Convex Hull of Precompact Subset is Precompact I'm trying to prove that, if $K$ is a precompact (I've also heard the phrase totally bounded used for this) subset of a Banach Space $X$, then its convex hull is also precompact. 
I've come across a similar statement with Hilbert spaces that suggested I fix some $x\in X$ and define a bounded conjugate linear form on $X$ by $x\mapsto B(x,y)$ and then use the Riesz Representation Theorem. I'm not sure if this can be generalized to a proof for general Banach spaces.
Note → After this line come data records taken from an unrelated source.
PR #1900, opened 2024-03-15
tox.ini: Pin version of types-* in mypy tests

abderrahim:
Leaving them unpinned risks breakages (and is already broken right now), especially since we're using a very old version of mypy.


juergbi (approved):

gtristan (approved):
Awesome !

Any help would be appreciated. 
Thank you.
 A: A subset $K$ of an abelian topological group $X$ is called precompact provided for each neighborhood $U$ of the zero of the group $X$ there exists a finite subset $F$ of the space $X$ such that $F+U\supset K$.
The claim holds for each locally convex topological vector space $X$.
Indeed, let $U$ be an arbitrary neighborhood of the zero of the group $X$. Since the space $X$ is locally convex, there exists a convex open neighborhood $V$ of the zero of the space $X$ such that $V+V\subset U$.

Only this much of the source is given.